Image#dup doesn't need a :caching option as internally it involves a #splice over the whole image, which will cause TP to overwrite any junk data that may be in the cache. TexPlay.create_image may NOT need a refresh_cache, because really it's just a large blank (or colored with the :color option to create_image) filled rect over the entire image, so it too will overwrite any junk data. I think I can safely get rid of the refresh_cache in create_image(), that should make dynamic image creation/manipulation at runtime substantially faster.
Ok, there already is a #cached? method, but it's called Image#quad_cached? This is because gosu images (if they're < MAX_TEXTURE_SIZE x MAX_TEXTURE_SIZE) share territory on a single opengl texture; so you're actually checking if the entire opengl texture is cached. If you look at the prepare_image() method in texplay.rb, you'll see that #quad_cached? is already being used to determine if refresh_cache is necessary
http://github.com/banister/texplay/blob/master/lib/texplay.rb#L154 )
I wrote somewhere an explanation for why the refresh_cache appears in Gosu::Image.new, here it is:
"90% of the time you will be able to use TexPlay just fine without the automatic caching in the Gosu::Image.new method...however in certain rare situations (see below) TexPlay will not do what you want unless auto-caching is enabled.
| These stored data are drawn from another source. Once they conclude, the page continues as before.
PR #4944, opened 2022-08-05
removed incarnation updates and removed side forks past fcu

Giulio2002:


Giulio2002:
the rewindData part is unused in the txpool so i just deleted since it caused a panic sometimes, now bodies are inserted in forward order and we cleanup side forks on every fcu.

yperbasis (approved):

PR #10407, opened 2024-05-18
E3: Recover corrupt snapshots dir due to faulty merge

Giulio2002:


eth/stagedsync/exec3.go
```diff
@@ -178,6 +178,7 @@ func ExecV3(ctx context.Context,
 			}()
 		}
 	}
+	fmt.Println("D")
```
awskii, line 181: those prints (E, D) still needed?

awskii (approved):

PR #10131, opened 2024-04-29
Update check_time.go

raulpuente:
Changed type timestamp hexutil.Uint64 on health check_time

Actual behavior:
```
{
  "check_block": "DISABLED",
  "max_seconds_behind": "ERROR: timestamp too old: got ts: 0, need: 1714411978",
  "min_peer_count": "HEALTHY",
  "synced": "HEALTHY"
}
```

Expected behavior:
```
{
  "check_block": "DISABLED",
  "max_seconds_behind": "HEALTHY",
  "min_peer_count": "HEALTHY",
  "synced": "HEALTHY"
}
```

Refering issue: https://github.com/ledgerwatch/erigon/issues/9357

PR #10414, opened 2024-05-20
Fix TestProcessHealthcheckIfNeeded_HeadersTests

yperbasis:
Post fix to PR #10131

### DIFF
--- a/cmd/rpcdaemon/health/check_time.go
+++ b/cmd/rpcdaemon/health/check_time.go
@@ -26,6 +26,8 @@ func checkTime(
 	if ts, ok := i["timestamp"]; ok {
 		if cs, ok := ts.(hexutil.Uint64); ok {
 			timestamp = int(uint64(cs))
+		} else if cs, ok := ts.(uint64); ok {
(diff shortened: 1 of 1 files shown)


Giulio2002 (approved):

cmd/rpcdaemon/health/check_time.go
```diff
@@ -26,6 +26,8 @@ func checkTime(
 	if ts, ok := i["timestamp"]; ok {
 		if cs, ok := ts.(hexutil.Uint64); ok {
 			timestamp = int(uint64(cs))
+		} else if cs, ok := ts.(uint64); ok {
+			timestamp = int(cs)
 		}
```
sudeepdino008, line 31: have a fatal (in separate `else` condition) in case `ts` can't be casted to the two types.

yperbasis: > have a fatal (in separate `else` condition) in case `ts` can't be casted to the two types.

@sudeepdino008 could you please create a PR with this safeguard

PR #10416, opened 2024-05-20
e3 commitment history backpressure

awskii:
temporal ability to prune commitment history after commitment happened. This decouples overall pruning and hist commitment pruning and helps reduce db size on chain tip. 
I allowed to prune half step right now.

### DIFF
--- a/erigon-lib/state/aggregator.go
+++ b/erigon-lib/state/aggregator.go
@@ -22,6 +22,7 @@ import (
 	"encoding/binary"
 	"errors"
 	"fmt"
+	"github.com/ledgerwatch/erigon/common/math"
 	math2 "math"
 	"os"
 	"path/filepath"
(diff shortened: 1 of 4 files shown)


Giulio2002 (approved):

erigon-lib/state/aggregator.go
```diff
@@ -189,7 +189,7 @@ func NewAggregator(ctx context.Context, dirs datadir.Dirs, aggregationStep uint6
 	if err := a.registerII(kv.TracesToIdxPos, salt, dirs, db, aggregationStep, kv.FileTracesToIdx, kv.TblTracesToKeys, kv.TblTracesToIdx, logger); err != nil {
 		return nil, err
 	}
-	a.KeepStepsInDB(1)
+	a.KeepHistoryRecentTxInDB(aggregationStep / 2)
```
AskAlexSharov, line 192: How can we store 1/2 step of account history? It will produce .v files with only half of data.

PR #10419, opened 2024-05-20
max aggressive prune

AskAlexSharov:
to avoid feedback loop where non-fully pruned db get's bigger and make future prune slower


awskii:
i also removed throttling with checking whether 100 blocks are committed in another pr https://github.com/ledgerwatch/erigon/pull/10416

Giulio2002 (approved):

PR #10421, opened 2024-05-20
diagnostics: save stats on disk

dvovk:
Added diagnostics DB as it require to persist latest state to be displayed for diagnostics command


erigon-lib/diagnostics/stages.go
```diff
@@ -52,3 +67,45 @@ func (d *DiagnosticClient) runCurrentSyncStageListener(rootCtx context.Context)
...
+	}
+}
+
+func ReadStagesList(db kv.RoDB) []string {
+	data := ReadDataFromTable(db, kv.DiagSyncStages, StagesListKey)
+	var info []string
+	err := json.Unmarshal(data, &info)
+
+	if err != nil {
+		return []string{}
```
awskii, line 87: is it ok to just omit error? data is stored in db but each time it could be just empty string or 0 without knowing something wrong with encoding - so maybe add error log entry when error happens and omitted?

awskii (approved):

PR #10422, opened 2024-05-20
Fix almost all hive tests for E3

Giulio2002:
* Unwind issue: This happened only in `ForkValidator`, we shared the `SharedDomains` both for unwinds and execution. now setting them to nil and letting 2 different domains getting created fixed the issue
* Block Production issue: Needed to increase the difference allowed to report to txPool.

### DIFF
--- a/eth/stagedsync/exec3.go
+++ b/eth/stagedsync/exec3.go
@@ -642,7 +642,7 @@ Loop:
 			return f(n)
 		}
 		blockContext := core.NewEVMBlockContext(header, getHashFn, engine, nil /* author */)
-
+		fmt.Println("B", blockNum, "txs", len(txs), "txNum", inputTxNum, "outputTxNum", outputTxNum.Load(), "blockComplete", blockComplete.Load())
 		if parallel {
 			select {
 			case err := <-rwLoopErrCh:
--- a/eth/stagedsync/exec3.go
+++ b/eth/stagedsync/exec3.go
@@ -306,7 +306,7 @@ func ExecV3(ctx context.Context,
 	var count uint64
 	var lock sync.RWMutex
 
-	shouldReportToTxPool := maxBlockNum-blockNum <= 8
+	shouldReportToTxPool := maxBlockNum-blockNum <= 64
 	var accumulator *shards.Accumulator
 	if shouldReportToTxPool {
 		accumulator = cfg.accumulator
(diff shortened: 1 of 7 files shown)


eth/stagedsync/exec3.go
```diff
@@ -306,7 +306,7 @@ func ExecV3(ctx context.Context,
 	var count uint64
 	var lock sync.RWMutex
 
-	shouldReportToTxPool := maxBlockNum-blockNum <= 8
+	shouldReportToTxPool := maxBlockNum-blockNum <= 64
```
awskii, line 309: lets put this into a constant? I think we can gather all those constants later on into one place to ease configuration. Could be made as a follow up as well.

eth/stagedsync/exec3.go
```diff
@@ -642,7 +642,7 @@ Loop:
 			return f(n)
 		}
 		blockContext := core.NewEVMBlockContext(header, getHashFn, engine, nil /* author */)
-
+		fmt.Println("B", blockNum, "txs", len(txs), "txNum", inputTxNum, "outputTxNum", outputTxNum.Load(), "blockComplete", blockComplete.Load())
```
awskii, line 645: this print should be either made through logger with Debug or removed

turbo/execution/eth1/forkchoice.go
```diff
@@ -284,12 +285,20 @@ func (e *EthereumExecutionModule) updateForkChoice(ctx context.Context, original
 			}
 		}
 
+		unwindToGenesis = e.executionPipeline.UnwindPoint() == 0
```
awskii, line 288: Sure its correct? Genesis is committed with txnum=1 and txn=0 carries allocations.
So unwind down to 0 will re-exec genesis and then continue execution, as of my understanding. 
Those start-end transactions are applied during execution while in unit tests we do not expect those 2 txs so this raises questions like that.

awskii (approved):

turbo/execution/eth1/forkchoice.go
Giulio2002: This is kind of an hotfix as unwind to genesis just does not work

eth/stagedsync/exec3.go
wmitsuda: https://github.com/ledgerwatch/erigon/pull/10430

PR #10429, opened 2024-05-21
Fix compile error

AlexeyAkhunov:


Giulio2002 (approved):
If not needed then whatever

PR #10449, opened 2024-05-22
diagnostics: disable speedtest

dvovk:
- Run speed test only once if "--no-downloader" flag set
- Stop speed test when snapshot downloading finished


erigon-lib/diagnostics/speedtest.go
sealer3, line 1: Personally, I think the `--no-downloader` flag should disable the speed test completely. If Erigon needs a speed value for something else, one suggestion is to replace `--no-downloader` with `--static-speed <speed>` or similar.

awskii (approved):

PR #10451, opened 2024-05-23
fix gas price not right problem

marshalys:
old code has side affect, it will cause baseFee to be changed.
so if you set `maxFeePerGas` the gas price will always be `maxFeePerGas` even if `baseFee`+`maxPriorityFeePerGas` is less than `maxFeePerGas`.


awskii (approved):

yperbasis:
@marshalys Thank you very much!

somnathb1:
The issue was using the pointer ref rather than copying the value? @marshalys

PR #10452, opened 2024-05-23
fix eth_call 'method handler crashed' error when tx has set maxFeePerBlobGas

marshalys:
`maxFeePerBlobGas` is nil, can not call SetFromBig directly


awskii (approved):

awskii:
Cheers @marshalys! New fixes are welcome.

PR #10453, opened 2024-05-23
E3: Added Post-Forkchoice for in-parrallel post-processing

Giulio2002:


turbo/execution/eth1/forkchoice.go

The rare situation is when two or more Gosu images are stored internally on the same quad yet you invoke a TexPlay drawing method on one of those images BEFORE you've finished loading the other images.. In this situation all TexPlay manipulations will work fine for the images loaded prior to the first TexPlay drawing call (TexPlay lazily caches the quad on a drawing action if the quad is not already cached) but will produce weird results for all image manipulation on the images loaded AFTER (since they missed out on being cached.)
"
So, so long as you load all images at the start of the game, you do not need refresh_cache at all. The difficulty only arises where some images are loaded at runtime, after the other images that share their opengl texture have already been cached. So yeah, in most cases you wont need the #refresh_cache at all.
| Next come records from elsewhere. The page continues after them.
PR #10457, opened 2024-05-23
Hot-Fix for E3 unwind

Giulio2002:
This requires a follow-up

### DIFF
--- a/turbo/stages/stageloop.go
+++ b/turbo/stages/stageloop.go
@@ -492,9 +492,10 @@ func StateStep(ctx context.Context, chainReader consensus.ChainReader, engine co
 		if err = stateSync.RunUnwind(nil, txc); err != nil {
 			return err
 		}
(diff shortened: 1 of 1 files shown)


Giulio2002:
Another thing: sharing the same domains across unwinds and exec3/multiple exec3 also  leads to errors/corruptions. As always it is either nonce too low, wrong trie root or just TxNums being somehow corrupted

awskii (approved):

awskii:
> or just TxNums being somehow corrupted
this could be one reason responsible for first two bugs. SD should not be shared among exec3 because it's like rw tx started on top of latest committed state, if you need to you will create 2 different instances of SD (they will both on same state in the beginning but then with updates it could be 2 different states and only one has to be committed. we cant prevent both of them to flush, it's up to a caller which to flush and which is not.

PR #14618, opened 2025-04-16
no greedy prune of commitment hist on chain-tip

AskAlexSharov:
non-chain-tip: greedy prune
chain-tip: no greedy prune (because we need start processing new blocks ASAP)

### DIFF
--- a/eth/stagedsync/exec3.go
+++ b/eth/stagedsync/exec3.go
@@ -764,6 +764,7 @@ Loop:
 				t1 = time.Since(tt) + ts
 
 				tt = time.Now()
+				//allow greedy prune on chain-tip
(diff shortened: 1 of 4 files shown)


eth/stagedsync/exec3.go
```diff
@@ -764,6 +764,12 @@ Loop:
 				t1 = time.Since(tt) + ts
 
 				tt = time.Now()
+
+				// allow greedy prune on non-chain-tip
+				if err = applyTx.(state2.HasAggTx).AggTx().(*state2.AggregatorRoTx).GreedyPruneCommitHistory(ctx, applyTx, nil); err != nil {
```
sudeepdino008, line 769: should this guarded by condition for `execStage.CurrentSyncCycle.IsInitialCycle`?

AskAlexSharov: If membatch is full then we are for sure not on chain tip

JkLondon (approved):

Issue #14554, opened 2025-04-11
Improve directories and modules


yperbasis:
In Dubai we've had the following discussion session:
"Erigon directories and modules"
A more logical structure of dirs and modules, how we structure Erigon directories and what we do about Erigon Lib current state
introduced by Milen and Andrew

Here's the summary of results of the first discussion:
- identified that the majority of devs do care about this topic
- highlighted problem areas including node/eth/turbo/erigon-lib
- suggested an option to organize the code directories "by component"
- started to brainstorm the component list
- discussion stalled when we realized that "component" term is not well-defined
- agreed to create a place to continue discussion online

I suggest to gradually move to the following top-level dirs:
- arbitrum
- cl
- cmd
- diagnostics
- docs
- erigon-db
- erigon-lib
- execution
- node
- p2p
- polygon
- rpc
- txnprovider

After that we can enforce logical dependencies by turning the dirs into go modules (like it's the case with erigon-lib already.)

taratorio:
some notes of things I've noticed:

1. `cmd` package
   1. it should not contain much code apart from a `main` function entry point for a binary
   2. there should be no dependencies coming out of the `cmd` package or any of its sub-packages - only dependencies coming into it
   3. some examples that can benefit from improvements:
      1. `cmd/devnet` (can be moved to its own package outside of cmd)
      2. `cmd/observer` (same)
      3. `cmd/state/exec3`
      4. `cmd/rpcdaemon` and all of its sub-packages
   5. another potential direction may be to have `cmd` sub-packages inside component packages (i.e. the rpc package can have a cmd sub-package which provides a binary entry point to start rpcdaemon)
2. `p2p` package
   1. we have several protocols `devp2p` (sentry), we have `libp2p` (sentinel), we have `bittorrent` (snapshot downloader)
   2. currently sentinel is under the `cl` package and unfortunately sentinel is highly coupled with Caplin - ie I wanted to use it for Shutter and I gave up because it was hell to use outside of the Caplin domain, so instead I ended up using plain libp2p - do we want to move that to p2p/sentinel? also is worth making sentinel agnostic to Caplin's domain logic and make it purely a networking wrapper on top of libp2p?
3. regarding `erigon-lib` - what is our guideline of what stuff goes inside there?

taratorio:
something else I remembered:
- the `consensus` package seems a bit weird at the moment
- we have `aura` which is only used by Gnosis
[...]

PR #14628, opened 2025-04-16
dir improvements: move protocol_params.go into erigon-lib

yperbasis:
Part of #14554


AskAlexSharov (approved):

cmd/utils/flags.go
```diff
@@ -1214,7 +1215,7 @@ func setStaticPeers(ctx *cli.Context, cfg *p2p.Config) {
 		urls = libcommon.CliString2Array(ctx.String(StaticPeersFlag.Name))
 	} else {
 		chain := ctx.String(ChainFlag.Name)
-		urls = params.StaticPeerURLsOfChain(chain)
+		urls = params2.StaticPeerURLsOfChain(chain)
```
antonis19, line 1218: I don't know if I like have `params` and `params2` being in radically different locations. This seems to me to create even more package fragmentation. If the reason for this move is to avoid import cycles, I would then suggest to move the entire `github.com/erigontech/erigon/params` to `erigon-lib`.

antonis19: Fair enough. I would just also like to add that to it would be good to minimize the time that the repository structure remains in this intermediate state. 

 In fact, I think in this case it may have even been easier to move the entire `ithub.com/erigontech/erigon/params` in one go, since it would avoid having to deal with `params2` altogether.

Issue #14637, opened 2025-04-17
Expose torrent client status directly


anacrolix:
A lot of download stalls would be aided in debugging by having access to the output that I believe is only produced here:

https://github.com/erigontech/erigon/blob/57625b40faa6f2c821e3d577f0fb70bca1b705bf/erigon-lib/downloader/downloader.go#L2154-L2156

A good example of an issue relating to this and why I need that is here https://github.com/erigontech/erigon/issues/14438#issuecomment-2792755458. I also mention it in Discord at https://discord.com/channels/687972960811745322/1357408367362052237/1362264504519626895.

As far as I can tell it requires debug logging to be on to output the necessary data, and may be filtered.

A HTTP endpoint could be exposed to make this directly available, that users/devs can scrape directly to provide this information when they observe certain behaviour.

VBulikov:
anacrolix added Imp1 as Importance

anacrolix:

The reason #refresh_cache is so expensive is that it's caching the whole quad, so in most cases this requires downloading a 1024x1024 image from video memory and this is a slow process. It is impossible (afaik) to just download a portion of an opengl texture...though it IS possible to upload a portion of an opengl texture (see glTexSubImage2D). This is why syncing is relatively fast (and so manipulating images at runtime is viable) but caching is slow and prohibitive).
One strange point you may note from looking at prepare_image() is that #refresh_cache is called IF #quad_cached? returns true, rather than if it returns false (as you'd expect). This is because if it returns false we dont have to worry about it as TP will lazily cache it on first drawing action and everything will be fine. However if it returns true then the cached data is out of date, as the quad was cached BEFORE the new image was loaded and so excludes the new image data; hence we have to refresh it.
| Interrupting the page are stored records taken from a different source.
PR #14665, opened 2025-04-18
purify: return meaningful error when have commitment.kv files but they all purified

AskAlexSharov:
before: silently return 0 and node start working from 0

### DIFF
--- a/erigon-lib/state/domain_shared.go
+++ b/erigon-lib/state/domain_shared.go
@@ -1214,6 +1214,9 @@ func (sdc *SharedDomainsCommitmentContext) LatestCommitmentState() (blockNum, tx
 		return 0, 0, nil, err
 	}
 	if len(state) < 16 {
+		if sdc.sharedDomains.roTtx.Debug().TxNumsInFiles(kv.CommitmentDomain) > 0 {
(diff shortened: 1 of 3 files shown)


JkLondon (approved):

erigon-lib/state/domain_shared.go
```diff
@@ -1214,6 +1214,9 @@ func (sdc *SharedDomainsCommitmentContext) LatestCommitmentState() (blockNum, tx
 		return 0, 0, nil, err
 	}
 	if len(state) < 16 {
+		if sdc.sharedDomains.roTtx.Debug().TxNumsInFiles(kv.CommitmentDomain) > 0 {
+			return 0, 0, nil, fmt.Errorf("assert: special key `state` not found in commitment files (but we have them), probably files are `purified`")
```
awskii, line 1218: after purification `state` key must persist as of latest value since purified are just merged kv's into one file

awskii: or it supposed to be in db? anyways i assume it should be in files

AskAlexSharov: this case is not about "after purification" - it's about "after purification + manual run `erigon seg rm-state-snapshots --latest` couple times" - so only purified files left. Need failfast in this case we meaningful error.

AskAlexSharov:
seems too old PR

Notwithstanding all of the above, i think it is possible to still do things better -- maybe an image can recognize that the cache is out of date but postpone refreshing it until a drawing action is first performed. Still though, this doesn't really help things, as the bottleneck -- i.e downloading a huge 1024x1024 image from video memory must still be done at some point.
One technique i use myself, to get around this slow caching process, is to reuse old images. So rather than doing a TexPlay.create_image() at runtime, I just clear out an old image that has already been cached by doing something like: old_image.rect 0, 0, width, height, :fill => true, :color => :alpha, and then drawing over it as usual.
TL;DR
With the removal of the refresh_cache call in TexPlay.create_image() creating/manipulating images at runtime using TexPlay.create_image() should be significantly faster. However the bottleneck still exists when loading a normal image from a file at runtime (i.e not using create_image). But this bottleneck disappears when you do not intend to manipulate the image (load with :caching => false). In the case where we do need to manipulate the loaded image though, I cannot think of any way to get around needing to refresh_cache and so downloading a 1024x1024 texture from video memory, I think this will always be slow. But now that i've restricted the stituations where this (refresh_cache) happens I hope it's not such a big deal anymore.